Saturday, July 20, 2019

It Can Always Be Worse

Noon meal formation at the US Naval Academy.

Plebe Summer, at the Naval Academy, is about sacrifice. It's about learning how to deal with failure as a team. Even though I knew it was a training environment, it didn't make it any less stressful. We were constantly tested on more knowledge than anyone could learn. That was the point – learning how to deal with failure while being part of a team. Sometimes... many times... that meant sacrificing your comfort, enjoyment, or pleasure in order to help someone else suffering worse than you. As Plebes, we were all in it together.
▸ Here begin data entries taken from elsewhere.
PR #766, opened 2025-12-09
Fix Delta to Iceberg not working on column mapping enabled Delta source table

### LINKED ISSUE #765: Delta table to Iceberg doesn't work on column mapping enabled Delta source table
### Search before asking

### Please describe the bug 🐞

Column mapping enabled Delta tables having array/maps columns can't be converted into Iceberg tables using xTable. For example
```
table_name = "people"
local_base_path = "file:/tmp/delta-dataset"

data = [
    ("Alice", [1, 2, 3]),
    ("Bob", [4, 5]),
    ("Charlie", [6, 7, 8, 9])
]

df = spark.createDataFrame(data, ["name", "scores"])
(
   df.write
   .format("delta")
   .save(f"{local_base_path}/{table_name}", mode="overwrite")
)

df.printSchema()
root
 |-- name: string (nullable = true)
 |-- scores: array (nullable = true)
 |    |-- element: long (containsNull = true)
```
a Delta created by the above Spark Dataframe and its properties changed by the following query:

```
spark.sql(f"""ALTER TABLE delta.`{local_base_path}/{table_name}` SET TBLPROPERTIES (
  'delta.minReaderVersion' = '2',
  'delta.minWriterVersion' = '5',
  'delta.columnMapping.mode' = 'name'
)""")
```
can't be converted by the current Delta to Iceberg job
```
2025-12-09 05:23:25 ERROR org.apache.xtable.spi.sync.TableFormatSync:83 - Failed to sync snapshot
java.lang.IllegalArgumentException: Multiple entries with same key: 1=name and 1=scores.element
        at org.apache.iceberg.relocated.com.google.common.collect.ImmutableMap.conflictException(ImmutableMap.java:378) ~[xtable-utilities_2.12-0.2.0-SNAPSHOT-bundled.jar:0.2.0-SNAPSHOT]
        at org.apache.iceberg.relocated.com.google.common.collect.ImmutableMap.checkNoConflict(ImmutableMap.java:372) ~[xtable-utilities_2.12-0.2.0-SNAPSHOT-bundled.jar:0.2.0-SNAPSHOT]
        at org.apache.iceberg.relocated.com.google.common.collect.RegularImmutableMap.checkNoConflictInKeyBucket(RegularImmutableMap.java:246) ~[xtable-utilities_2.12-0.2.0-SNAPSHOT-bundled.jar:0.2.0-SNAPSHOT]
        at org.apache.iceberg.relocated.com.google.common.collect.RegularImmutableMap.fromEntryArrayCheckingBucketOverflow(RegularImmutableMap.java:133) ~[xtable-utilities_2.12-0.2.0-SNAPSHOT-bundled.jar:0.2.0-SNAPSHOT]
        at org.apache.iceberg.relocated.com.google.common.collect.RegularImmutableMap.fromEntryArray(RegularImmutableMap.java:95) ~[xtable-utilities_2.12-0.2.0-SNAPSHOT-bundled.jar:0.2.0-SNAPSHOT]
        at org.apache.iceberg.relocated.com.google.common.collect.ImmutableMap$Builder.build(ImmutableMap.java:572) ~[xtable-utilities_2.12-0.2.0-SNAPSHOT-bundled.jar:0.2.0-SNAPSHOT]
        at org.apache.iceberg.relocated.com.google.common.collect.ImmutableMap$Builder.buildOrThrow(ImmutableMap.java:600) ~[xtable-utilities_2.12-0.2.0-SNAPSHOT-bundled.jar:0.2.0-SNAPSHOT]
        at org.apache.iceberg.relocated.com.google.common.collect.ImmutableMap$Builder.build(ImmutableMap.java:587) ~[xtable-utilities_2.12-0.2.0-SNAPSHOT-bundled.jar:0.2.0-SNAPSHOT]
        at org.apache.iceberg.types.IndexByName.byId(IndexByName.java:81) ~[xtable-utilities_2.12-0.2.0-SNAPSHOT-bundled.jar:0.2.0-SNAPSHOT]
        at org.apache.iceberg.types.TypeUtil.indexNameById(TypeUtil.java:172) ~[xtable-utilities_2.12-0.2.0-SNAPSHOT-bundled.jar:0.2.0-SNAPSHOT]
        at org.apache.iceberg.Schema.lazyIdToName(Schema.java:183) ~[xtable-utilities_2.12-0.2.0-SNAPSHOT-bundled.jar:0.2.0-SNAPSHOT]
        at org.apache.iceberg.Schema.<init>(Schema.java:112) ~[xtable-utilities_2.12-0.2.0-SNAPSHOT-bundled.jar:0.2.0-SNAPSHOT]
        at org.apache.iceberg.Schema.<init>(Schema.java:91) ~[xtable-utilities_2.12-0.2.0-SNAPSHOT-bundled.jar:0.2.0-SNAPSHOT]
        at org.apache.iceberg.Schema.<init>(Schema.java:83) ~[xtable-utilities_2.12-0.2.0-SNAPSHOT-bundled.jar:0.2.0-SNAPSHOT]
        at org.apache.iceberg.Schema.<init>(Schema.java:79) ~[xtable-utilities_2.12-0.2.0-SNAPSHOT-bundled.jar:0.2.0-SNAPSHOT]
        at org.apache.xtable.iceberg.IcebergSchemaExtractor.toIceberg(IcebergSchemaExtractor.java:79) ~[xtable-utilities_2.12-0.2.0-SNAPSHOT-bundled.jar:0.2.0-SNAPSHOT]
        at org.apache.xtable.iceberg.IcebergConversionTarget.initializeTableIfRequired(IcebergConversionTarget.java:157) ~[xtable-utilities_2.12-0.2.0-SNAPSHOT-bundled.jar:0.2.0-SNAPSHOT]
        at org.apache.xtable.iceberg.IcebergConversionTarget.beginSync(IcebergConversionTarget.java:145) ~[xtable-utilities_2.12-0.2.0-SNAPSHOT-bundled.jar:0.2.0-SNAPSHOT]
        at org.apache.xtable.spi.sync.TableFormatSync.getSyncResult(TableFormatSync.java:162) ~[xtable-utilities_2.12-0.2.0-SNAPSHOT-bundled.jar:0.2.0-SNAPSHOT]
        at org.apache.xtable.spi.sync.TableFormatSync.syncSnapshot(TableFormatSync.java:74) [xtable-utilities_2.12-0.2.0-SNAPSHOT-bundled.jar:0.2.0-SNAPSHOT]
        at org.apache.xtable.conversion.ConversionController.syncSnapshot(ConversionController.java:283) [xtable-utilities_2.12-0.2.0-SNAPSHOT-bundled.jar:0.2.0-SNAPSHOT]
        at org.apache.xtable.conversion.ConversionController.syncTableFormats(ConversionController.java:203) [xtable-utilities_2.12-0.2.0-SNAPSHOT-bundled.jar:0.2.0-SNAPSHOT]
        at org.apache.xtable.conversion.ConversionController.sync(ConversionController.java:106) [xtable-utilities_2.12-0.2.0-SNAPSHOT-bundled.jar:0.2.0-SNAPSHOT]
        at org.apache.xtable.utilities.RunSync.syncTableMetdata(RunSync.java:186) [xtable-utilities_2.12-0.2.0-SNAPSHOT-bundled.jar:0.2.0-SNAPSHOT]
        at org.apache.xtable.utilities.RunSync.runSync(RunSync.java:297) [xtable-utilities_2.12-0.2.0-SNAPSHOT-bundled.jar:0.2.0-SNAPSHOT]
        at org.apache.xtable.utilities.RunSync.main(RunSync.java:282) [xtable-utilities_2.12-0.2.0-SNAPSHOT-bundled.jar:0.2.0-SNAPSHOT]
2025-12-09 05:23:25 ERROR org.apache.xtable.conversion.ConversionController:217 - Sync failed for the following formats ICEBERG
```

### Code of Conduct

xr-chen:
## *Important Read*
- Close #765

Currently, a column mapping enabled Delta table with array/map columns can't be converted into an Iceberg table using xTable because 
1. Delta doesn't generate field IDs for elements within an array column, or key & value within a map column
2. For elements in an array column or key & value in a map column, IDs generated by the variable `fieIdIdTrack` are already used in the schema, which violates the field ID requirements of Iceberg's [NestFiled type](https://iceberg.apache.org/spec/#nested-types).
 
For example, the schema of a Delta table with a string column `name` and an array column `scores` would look like:

```
{
    "type": "struct",
    "fields": [
        {
            "name": "name",
            "type": "string",
            "nullable": true,
            "metadata": {
                "delta.columnMapping.id": 1,
                "delta.columnMapping.physicalName": "name"
            }
        },
        {
            "name": "scores",
            "type": {
                "type": "array",
                "elementType": "long",
                "containsNull": true
            },
            "nullable": true,
            "metadata": {
                "delta.columnMapping.id": 2,
                "delta.columnMapping.physicalName": "scores"
            }
        }
    ]
}
```
In the above schema, there wasn't a `delta.columnMapping.id` for elements in the array column. Similarly, map columns don't have field IDs for their key value.
```{
  "type": "struct",
  "fields": [
    {
      "name": "name",
      "type": "string",
      "nullable": true,
      "metadata": {
        "delta.columnMapping.id": 1,
        "delta.columnMapping.physicalName": "name"
      }
    },
    {
      "name": "properties",
      "type": {
        "type": "map",
        "keyType": "string",
        "valueType": "string",
        "valueContainsNull": true
      },
      "nullable": true,
      "metadata": {
        "delta.columnMapping.id": 2,
        "delta.columnMapping.physicalName": "properties"
      }
    }
  ]
}
```
## Brief change log

Update the `fieldIdTracker` variable to be the latest field ID every time we get a field ID either from the source table schema or from `fieldIdTracker` itself, such that `fieldIdTracker` won't return any ID already in the source table schema.

## Verify this pull request

- *Added `testToIcebergWithPartialFieldIdsSet` to verify the change.*

### DIFF
--- a/xtable-core/src/main/java/org/apache/xtable/iceberg/IcebergConversionTarget.java
+++ b/xtable-core/src/main/java/org/apache/xtable/iceberg/IcebergConversionTarget.java
@@ -170,12 +170,17 @@ public class IcebergConversionTarget implements ConversionTarget {
   }
 
   /**
-   * Add storage names in {@link IcebergSchemaExtractor#getIdToStorageName()}, if any exist, to the
-   * given name mapping and apply the updated mapping to the table
+   * Create a name mapping from the given schema, add storage names in {@link
+   * IcebergSchemaExtractor#getIdToStorageName()}, if any exist, to the name mapping, and apply the
+   * updated mapping to the table.
    *
-   * @param mapping the new {@link NameMapping} to be updated and applied to the table
+   * <p>This method should only be called when the name mapping is not set, or when field IDs are
+   * provided in the source schema
+   *
+   * @param schema the {@link Schema} from which to create the name mapping
    */
-  private void setNameMapping(NameMapping mapping) {
+  private void createAndSetNameMapping(Schema schema) {
+    NameMapping mapping = MappingUtil.create(schema);
     MappedFields updatedMappedFields =
         updateNameMapping(mapping.asMappedFields(), schemaExtractor.getIdToStorageName());
     transaction
@@ -207,7 +212,7 @@ public class IcebergConversionTarget implements ConversionTarget {
   public void syncSchema(InternalSchema schema) {
     Schema latestSchema = schemaExtractor.toIceberg(schema);
     if (!transaction.table().properties().containsKey(TableProperties.DEFAULT_NAME_MAPPING)) {
-      setNameMapping(MappingUtil.create(latestSchema));
+      createAndSetNameMapping(latestSchema);
     }
     if (!transaction.table().schema().sameSchema(latestSchema)) {
       boolean hasFieldIds =
@@ -215,7 +220,7 @@ public class IcebergConversionTarget implements ConversionTarget {
       if (hasFieldIds) {
         // If field IDs are provided in the source schema, manually update the name mapping to
         // ensure the IDs match the correct fields.
-        setNameMapping(MappingUtil.create(latestSchema));
+        createAndSetNameMapping(latestSchema);
         // There is no clean way to sync the schema with the provided field IDs using the
         // transaction API so we commit the current transaction and interact directly with
         // the operations API.


xtable-core/src/main/java/org/apache/xtable/iceberg/IcebergSchemaExtractor.java
```diff
@@ -146,10 +146,14 @@ private List<Types.NestedField> convertFields(
     List<Integer> ids =
         schema.getFields().stream()
             .map(
-                field ->
-                    field.getFieldId() == null
-                        ? fieldIdTracker.incrementAndGet()
-                        : field.getFieldId())
+                field -> {
+                  int id =
+                      field.getFieldId() == null
```
the-other-tim-brown: If the fieldId is set, we need to use that ID. That is how we are able to handle renames in the schema. The reader will lookup the column based on the ID.

xtable-core/src/test/java/org/apache/xtable/iceberg/TestIcebergSchemaExtractor.java
```diff
@@ -1044,4 +1044,55 @@ public void testToIcebergWithNoFieldIdsSet() {
...
   }
+
+  @Test
+  public void testToIcebergWithPartialFieldIdsSet() {
+    InternalSchema internalSchema =
+        InternalSchema.builder()
+            .name("testRecord")
+            .dataType(InternalType.RECORD)
+            .isNullable(false)
+            .fields(
```
the-other-tim-brown, line 1055: Let's add another field that comes after the list to ensure the next field ID is chosen properly. For example, the field after the list is going to have ID 3. We want to make sure that this carries through to the Iceberg schema.

Let's make sure the Map case is also tested here to ensure there is no regression in the future.

xtable-core/src/main/java/org/apache/xtable/iceberg/IcebergSchemaExtractor.java
xr-chen: It still uses the ID in the schema, if the fieldId is set. Here, I just updated the `fieldIdTracker` such that it won't return any ID that was already used

xtable-core/src/test/java/org/apache/xtable/iceberg/TestIcebergSchemaExtractor.java
xr-chen: Does this field to be added come with an ID or not?

xr-chen: Will test the Map case, that's a good point

xtable-core/src/test/java/org/apache/xtable/ITConversionController.java
```diff
@@ -746,6 +746,29 @@ public void testIcebergCorruptedSnapshotRecovery() throws Exception {
     }
   }
 
+  @Test
+  public void testColumnMappingEnabledDeltaToIceberg() {
```
the-other-tim-brown, line 750: @xr-chen to answer your question, yes this is exactly what I was looking for. 

Do you think we should also do some minor schema evolution in this case?

xr-chen: @the-other-tim-brown Yes, I think so, but the code actually can't pass this test case now, so it probably won't work on any rename column type of schema change. It seems to me that only populating fieldId doesn't work, and the converted Iceberg doesn't know which 'physical' column in the data file to read data from for a 'logic' column name in the table schema, and it returns null values for all columns if we read from the generated Iceberg table. This issue is probably due to:
1. We don't extract the `delta.columnMapping.physicalName` from the Delta table's schema in https://github.com/apache/incubator-xtable/blob/64f38b813291747a5aecff14664a19354ee02d60/xtable-core/src/main/java/org/apache/xtable/delta/DeltaSchemaExtractor.java#L56, so we don't know where the column is actually stored
2. In the converted Iceberg, it doesn't have a [name mapping](https://iceberg.apache.org/spec/?h=name+mapping#column-projection) to recognize which Parquet column corresponds to a given Iceberg field ID

xr-chen: I added delta's physical column names into the Icerberg's `schema.name-mapping.default`, and the converted table could read data from the correct place now and could return the same content as the original delta table. But I got a weird issue during testing,
- All tests could pass with this new test disabled when running `mvn verify`
- This test could pass when running it independently
- When running this test with all other tests together, `ITConversionController.testVariousOperations` will fail
@the-other-tim-brown, is there anything shared among the test cases?

xtable-api/src/main/java/org/apache/xtable/model/schema/InternalField.java
```diff
@@ -43,6 +43,7 @@ public class InternalField {
   // The id field for the field. This is used to identify the field in the schema even after
   // renames.
   Integer fieldId;
+  @Getter String storageName;
```
vinishjail97, line 48: Can you add a comment for this field?

xtable-core/src/main/java/org/apache/xtable/iceberg/IcebergConversionTarget.java
```diff
@@ -161,9 +169,35 @@ private void initializeTableIfRequired(InternalTable internalTable) {
     }
   }
 
+  private MappedFields updateNameMapping(MappedFields mapping, Map<Integer, String> updates) {
+    if (mapping == null) {
```
vinishjail97, line 196: Can mapping ever be null? If null is returned will `NameMapping.of` not throw an exception?

xtable-api/src/main/java/org/apache/xtable/model/schema/InternalField.java
xr-chen: sure, will add

xtable-core/src/main/java/org/apache/xtable/iceberg/IcebergConversionTarget.java
xr-chen: It's mainly used to end the recursive call; all nested fields of a given field were processed using this function as well. In that case, having `null` as a nested field actually makes sense. And for the mapping we want to update, I believe `MappingUtil.create` won't return us a `null`

xtable-core/src/test/java/org/apache/xtable/iceberg/TestIcebergSchemaExtractor.java
xr-chen: Map case and more fields after the list were added

xtable-api/src/main/java/org/apache/xtable/model/schema/InternalField.java
xr-chen: Comment added.

the-other-tim-brown: @xr-chen "name mapping" is a delta specific concept. The comment should describe more generally what is happening here. Something like `The name of the column in the data file used to store this field when it differs from the name in table's definition` 
The comment should also describe whether this will be `null` when the names are the same or if the string is expected to be populated

xtable-core/src/main/java/org/apache/xtable/iceberg/IcebergConversionTarget.java
```diff
@@ -161,9 +169,35 @@ private void initializeTableIfRequired(InternalTable internalTable) {
...
+      fieldResults.add(MappedField.of(field.id(), fieldNames, nestedMapping));
+    }
+    return MappedFields.of(fieldResults);
+  }
+
   @Override
   public void syncSchema(InternalSchema schema) {
     Schema latestSchema = schemaExtractor.toIceberg(schema);
+    if (!schemaExtractor.getIdToStorageName().isEmpty()) {
+      NameMapping mapping = MappingUtil.create(latestSchema);
```
the-other-tim-brown: The IcebergTableManager is also setting the default name mapping, should we remove that and just rely on this?

xtable-core/src/test/java/org/apache/xtable/ITConversionController.java
the-other-tim-brown: The filesystem is shared between the tests along with the hadoop and spark configurations

xtable-core/src/main/java/org/apache/xtable/iceberg/IcebergConversionTarget.java
xr-chen: I think it makes sense; it's better to update the name mapping in a single place

xtable-core/src/test/java/org/apache/xtable/ITConversionController.java
xr-chen: Ahh, it's due to the `idToStorageName` field I added to the `IcebergSchemaExtractor`, the field wasn't reset before a new sync run, and the schema extractor was used as a singleton, so previous extraction results were carried over to the next run, which fails the test. Now the `mvn clean verify` passed on my end

xtable-core/src/main/java/org/apache/xtable/iceberg/IcebergConversionTarget.java
xr-chen: I attempted moving the code for setting default name mapping in IcebergTableManager to here, but some test cases failed; there might be some reasons the map should be initialized there?

xtable-api/src/main/java/org/apache/xtable/model/schema/InternalField.java
xr-chen: updated

xtable-core/src/main/java/org/apache/xtable/iceberg/IcebergConversionTarget.java
the-other-tim-brown: There is no special reason. It is just there from when I first set this up. The mapping needs to be there to handle the case where the field ID is not set in the file schema as you have seen.

xr-chen: I see, I've moved the name mapping code to the schema sync function now

xtable-core/src/main/java/org/apache/xtable/iceberg/IcebergSchemaExtractor.java
```diff
@@ -57,14 +58,64 @@ public class IcebergSchemaExtractor {
   private static final String MAP_KEY_FIELD_NAME = "key";
   private static final String MAP_VALUE_FIELD_NAME = "value";
   private static final String LIST_ELEMENT_FIELD_NAME = "element";
+  @Getter private final Map<Integer, String> idToStorageName = new HashMap<>();
```
the-other-tim-brown, line 60: @xr-chen This adds state to the class so we have to decide if we want to make an instance of this class per conversion or remove this state.

Removing the state would require you to return the map as part of the response for the `toIceberg`. 

I don't have a strong opinion either way, but I would prefer that over the `clear` call in the `toIceberg` method.

xtable-core/src/test/java/org/apache/xtable/ITConversionController.java
the-other-tim-brown: Good catch on this, thanks for digging into the issue. I added a comment on that class.

the-other-tim-brown: Now that you have this working, should we add some schema evolution here?

I think we should at least add a second commit as a sanity check that everything works as expected.

xtable-api/src/main/java/org/apache/xtable/model/schema/InternalField.java
the-other-tim-brown: @xr-chen will this value be null if it is not different?

xtable-core/src/test/java/org/apache/xtable/ITConversionController.java
xr-chen: Is there an existing function I can use to change the schema of the source delta table for testing, or I should implement it by myself?

By a second commit, you mean inserting more records by `insertRows` and syncing the table again to make sure it works in incremental sync mode as well?

xtable-api/src/main/java/org/apache/xtable/model/schema/InternalField.java
xr-chen: Yes, it will be null

the-other-tim-brown: Can you add that detail to the comment?

xtable-core/src/test/java/org/apache/xtable/ITConversionController.java
the-other-tim-brown: We already have some helpers for this. Earlier in this test class you will see a [test case](https://github.com/apache/incubator-xtable/blob/main/xtable-core/src/test/java/org/apache/xtable/ITConversionController.java#L270) that uses [GenericTable.getInstanceWithAdditionalColumns](https://github.com/apache/incubator-xtable/blob/main/xtable-core/src/test/java/org/apache/xtable/GenericTable.java#L103). This has some helpers for creating the evolved Delta table schema under the hood that you should be able to build off of.

And yes, just inserting or updating some more records is fine. I just want to ensure there isn't some unexpected side-effect when we set this table property multiple times for Iceberg.

xtable-core/src/main/java/org/apache/xtable/iceberg/IcebergSchemaExtractor.java
xr-chen: Good suggestion, this will avoid unexpected outcomes caused by adding states to a singleton object. I will update the code

xtable-core/src/test/java/org/apache/xtable/ITConversionController.java
```diff
@@ -746,6 +746,48 @@ public void testIcebergCorruptedSnapshotRecovery() throws Exception {
...
+      table.insertRows(10);
+      conversionController.sync(conversionConfig, conversionSourceProvider);
+      checkDatasetEquivalence(DELTA, table, Collections.singletonList(ICEBERG), 40);
+
+      table.dropColumn("long_field");
+      table.insertRows(10);
+      conversionController.sync(conversionConfig, conversionSourceProvider);
+      checkDatasetEquivalence(DELTA, table, Collections.singletonList(ICEBERG), 50);
+
+      table.renameColumn("double_field", "scores");
```
the-other-tim-brown, line 779: Have you sanity checked that the final delta table matches your expectations in terms of the schema and data files written?

xtable-core/src/main/java/org/apache/xtable/iceberg/IcebergSchemaExtractor.java
```diff
@@ -53,18 +54,63 @@
...
+        .forEach(
+            field -> {
+              if (field.getFieldId() != null)
+                fieldIdTracker.accumulateAndGet(field.getFieldId(), Math::max);
+              initializeFieldIdTracker(field, fieldIdTracker);
+            });
+  }
+
+  private void initializeFieldIdTracker(InternalField field, AtomicInteger fieldIdTracker) {
+    switch (field.getSchema().getDataType()) {
```
the-other-tim-brown, line 78: Can we add a default case for this switch?

xtable-core/src/main/java/org/apache/xtable/iceberg/IcebergSchemaExtractor.java
```diff
@@ -53,18 +54,63 @@
...
+        return;
+      case MAP:
+        field.getSchema().getFields().stream()
+            .filter(
+                mapField ->
+                    InternalField.Constants.MAP_KEY_FIELD_NAME.equals(mapField.getName())
+                        || InternalField.Constants.MAP_VALUE_FIELD_NAME.equals(mapField.getName()))
+            .forEach(
+                mapField -> {
+                  if (mapField.getFieldId() != null)
```
the-other-tim-brown: For the `if` statements in this class, let's wrap the body with `{}` so it is more clear what is contained in the conditional

xtable-core/src/main/java/org/apache/xtable/iceberg/IcebergConversionTarget.java
```diff
@@ -161,12 +169,42 @@ private void initializeTableIfRequired(InternalTable internalTable) {
...
+        schema.getAllFields().stream().anyMatch(field -> field.getFieldId() != null);
+    // Recreate name mapping when field IDs were provided in the source schema to ensure every
+    // field in the mapping was assigned the same ID as what is in the source schema
+    NameMapping mapping =
+        mappingJson == null || hasFieldIds
+            ? MappingUtil.create(latestSchema)
+            : NameMappingParser.fromJson(mappingJson);
+    mapping =
+        NameMapping.of(
+            updateNameMapping(mapping.asMappedFields(), schemaExtractor.getIdToStorageName()));
```
the-other-tim-brown: The `updateNameMapping` takes in updates but it seems like it will take in all the `idToStorageName` values. Is that intentional?

xtable-core/src/test/java/org/apache/xtable/ITConversionController.java
xr-chen: The final schema does match the expected results. I can't see the dropped column `long_field` anymore, the `double_field` column is renamed to `scores`, and a new column `city` is added
Screenshot 2025-12-21 at 4 07 05 PM
For the data files, they still use random strings as column names; nothing should be changed after Delta's schema evolution.
Screenshot 2025-12-21 at 4 07 41 PM

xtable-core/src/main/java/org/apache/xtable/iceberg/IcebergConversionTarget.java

We learned what it meant to have honor. We learned to never sacrifice others for our own well being, even when we thought we'd never get caught. This isn't something you do sometimes or most of the time, it's something you do all the time. It only takes one dishonorable act to forever taint your honor. We were taught a lot, at the Academy, even when it's okay to lie.


Squash Practice

The Naval Academy challenges all of us in three key areas: military discipline, academics, and sports (all Midshipmen are required to play a sport).

During Plebe Summer, I was playing squash. Every afternoon, we went to our sport. Our squash practice consisted only of Plebes, and an old, retired, Navy captain who was our coach.

One Plebe, who was struggling to learn his required knowledge, didn't practice squash; instead, he'd sit up against the wall of a squash court and study his handbook. I could tell, by looking at him, he was stressed out.

After a couple days in a row, the squash coach told him to put down his book and play squash, which he reluctantly did. The next day, he was back at studying instead of playing squash. The squash coach snapped at him to put down his book and practice.

"Put down your damn Reef Points, pick up a racquet and get on the court," said the coach to the overstressed Plebe.



The Plebe appealed to the coach, thinking that this gentle old man would understand his predicament since he had once been a Plebe in the 1950s.

"Sorry, sir, I'm very stressed out," said the Plebe as a group of us watched the exchange. 

The squash coach's patience had run out and he shot back, "Try spending six years in a POW camp and see how that stresses you out." Then he walked off.

Our eyes were as wide as saucers. This old squash coach had been a pilot, who was shot down in Vietnam, and spent six years as a POW. We scattered like roaches, onto the squash courts, and resumed playing squash. In that one sentence, we realized the indelible lesson that it can always be worse.